Blue Jasmine (2013)
An impeccably-crafted, beautifully-acted film about greed, deception and love, Woody Allen’s Blue Jasmine finds the director in fine form indeed. The picture has some of its roots in the financial crisis and in stories of people like Bernie Madoff, whose penchant for theft and criminality apparently went unnoticed by his wife.
On Allen’s stage, however, the drama is more domestic and less broad. His is a story of slightly smaller but no less important things, of love and family and the things that separate the relationships we want from the relationships we have. Populated by brilliant characters and an excellent sense of melodrama, this is one of his best films in years.
Cate Blanchett stars as Jasmine, the former wife of Hal Francis (Alec Baldwin). When the audience first meets her, her life is in shambles. Hal’s crooked business dealings put him in prison, where he eventually meets his end, and Jasmine is on her own. She moves in with her sister Ginger (Sally Hawkins) to get back on her feet.
Unfortunately for Jasmine, life with Ginger and Ginger’s boyfriend (Bobby Cannavale) is less than up to her loftier standards. She begins to fray around the edges, to put it kindly, and her mental state deteriorates further. She attempts a run at a job and a college course in computers in order to study interior design online, but these avenues lead her to further despair.
Blanchett’s portrayal of Jasmine is stupendous. Her character is complex in her elegance and helplessness. She would be almost likeable if she wasn’t so insistent on deceiving others in her arrogance. Allen wisely doesn’t force the audience to root for her; he instead allows us to observe her attempts at piecing things together and we draw our own conclusions.
In the midst of Jasmine’s personal journey is the unavoidable broader context of what pundits might call “class warfare.” That Ginger is initially married to Andrew Dice Clay’s Augie, a working class stiff who lost all his money to Hal in an investment scam, is no accident. The comic is the ideal Brooklyn character and he is terrific in the role.
Louis C.K. also populates the world of Blue Jasmine with more working class edge. His character sweetly dates Ginger (until what seems like an inevitable revelation for this tale of woe) and is an “audio engineer.” Juxtapose his character against the hopeful romantic interest of Jasmine, another wealthy society type (Peter Sarsgaard), and the picture of class distinction emerges.
But what Allen does with the picture is compelling. He narrows the lens and focuses on the sisters. Ginger and Jasmine were adopted and came together from different families, which is a key element in their separation and togetherness. They are literally from dissimilar stock, which has Ginger tiptoeing around an inferiority complex and Jasmine constantly looking down on her sister’s realm.
This is really the enthralling point for the character of Jasmine. She is crushed by loneliness and wants to be heard. She, in one of the movie’s best scenes, talks at Ginger’s kids while babysitting and runs down her sad tale. She talks to a woman on a plane who accidentally engages her in conversation. But best of all, she talks to herself constantly.

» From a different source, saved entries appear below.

PR #7711, opened 2026-02-23
fix: Use DO NOTHING when associated model lacks primary keys

### LINKED ISSUE #6622: Incorrect ON CONFLICT when using composite primary key
## GORM Playground Link

https://github.com/go-gorm/playground/pull/652

## Explain your user case and expected results
I'm using a composite primary key for a table that references a list of entities in another table. 

The error I get is
```
2023/10/02 15:24:09 testing postgres...

2023/10/02 15:24:10 gorm-playground/main_test.go:13 ERROR: ON CONFLICT DO UPDATE requires inference specification or constraint name (SQLSTATE 42601)
[0.952ms] [rows:0] INSERT INTO "tags" ("pet_first_name","pet_last_name","name") VALUES ('Hasso','McDog','foo') ON CONFLICT DO UPDATE SET "pet_first_name"="excluded"."pet_first_name","pet_last_name"="excluded"."pet_last_name"

2023/10/02 15:24:10 gorm-playground/main_test.go:13 ERROR: ON CONFLICT DO UPDATE requires inference specification or constraint name (SQLSTATE 42601)
[3.761ms] [rows:1] INSERT INTO "pets" ("first_name","last_name") VALUES ('Hasso','McDog')
--- FAIL: TestGORM (0.00s)
    main_test.go:14: ERROR: ON CONFLICT DO UPDATE requires inference specification or constraint name (SQLSTATE 42601)
FAIL
FAIL	gorm.io/playground	0.238s
```

veeceey:
Fixes #6622

When saving has-many associations where the child model doesn't have explicit `primaryKey` tags (or has no `ID` field), `onConflictOption` would still try to generate `ON CONFLICT DO UPDATE SET ...` but without any conflict target columns. PostgreSQL rightfully rejects this:

```
ERROR: ON CONFLICT DO UPDATE requires inference specification or constraint name (SQLSTATE 42601)
```

The generated SQL looked like:
```sql
INSERT INTO "tags" (...) VALUES (...) ON CONFLICT DO UPDATE SET "pet_first_name"=...
```

when it should either have columns after `ON CONFLICT` or use `DO NOTHING`.

This PR adds a check: if the associated schema has no primary key columns, we fall back to `ON CONFLICT DO NOTHING` rather than generating invalid SQL.

All existing tests pass.

### DIFF
--- a/callbacks/associations.go
+++ b/callbacks/associations.go
@@ -364,6 +364,15 @@ func onConflictOption(stmt *gorm.Statement, s *schema.Schema, defaultUpdatingCol
 			onConflict.Columns = append(onConflict.Columns, clause.Column{Name: dbName})
 		}
 
+		// If the associated model has no primary key columns, we cannot build a valid
+		// ON CONFLICT (columns) DO UPDATE clause. Fall back to DO NOTHING to avoid
+		// generating invalid SQL (e.g. ON CONFLICT DO UPDATE SET ... without column
+		// specification, which PostgreSQL rejects).
+		if len(onConflict.Columns) == 0 {
+			onConflict.DoNothing = true
+			return
+		}
+
 		onConflict.UpdateAll = stmt.DB.FullSaveAssociations
 		if !onConflict.UpdateAll {
 			onConflict.DoUpdates = clause.AssignmentColumns(defaultUpdatingColumns)
--- a/callbacks/associations_test.go
+++ b/callbacks/associations_test.go
@@ -1,0 +1,84 @@
+package callbacks
+
+import (
+	"sync"
+	"testing"
+	"time"
+
+	"gorm.io/gorm"
+	"gorm.io/gorm/schema"
+)
+
+func TestOnConflictOption_NoPrimaryKeys_DoNothing(t *testing.T) {
+	// Model without any primary key fields
+	type NoPKModel struct {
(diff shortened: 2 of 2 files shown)


veeceey:
### Test results

```
$ go test ./...
ok  	gorm.io/gorm         0.542s
ok  	gorm.io/gorm/callbacks  1.757s
ok  	gorm.io/gorm/clause     1.012s
ok  	gorm.io/gorm/logger     1.323s
ok  	gorm.io/gorm/schema     1.858s
ok  	gorm.io/gorm/utils      2.212s
```

All existing tests pass. The fix targets the specific case where an associated model has no declared primary key fields — `onConflictOption` now falls back to `DO NOTHING` instead of generating invalid SQL.

veeceey:
Fair point about the regression test. I'll add a unit test that sets up a schema with no primary key fields and verifies that onConflictOption falls back to DoNothing instead of generating invalid SQL. Will push that shortly.

veeceey:
added the regression test — covers both the no-primary-key path (verifies DoNothing fallback) and the normal path with primary keys. all existing tests still pass locally.

veeceey:
hey, just checking in on this. the CI failures look infrastructure-related (cache restore issues, not code failures). happy to rebase or make any changes if needed!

Is she mentally ill? Perhaps. Jasmine takes Xanax with vodka constantly, which makes sense given the quality of her friends and relationships. She suffers anxiety and panic attacks, but her defensive mechanisms are so amped up that she never lets anyone inside her world long enough.
Allen’s view of things is positively cynical, as they should be in these times, and there is little that is cheery about Blue Jasmine. There are many comic moments, but these come coated in a sense of despair and sadness. Things go wrong, constantly, and the tide of what could best be termed justice takes on a personal slant.
Jasmine is a victim in her way, but she also victimizes after the truth is revealed about her husband. She passes down her haughty expectations to others, holds others to her standards and insists that the world comports with her view. She does this to the point of deceiving someone who really could care about her, thus ruining her chances yet again.
Blue Jasmine is a wonderful motion picture. It is Allen in his glory. It is filled with sharp observations and remarkable characters. It boasts a phenomenal set of performances, especially from Blanchett, and should rank as one of the best movies of 2013.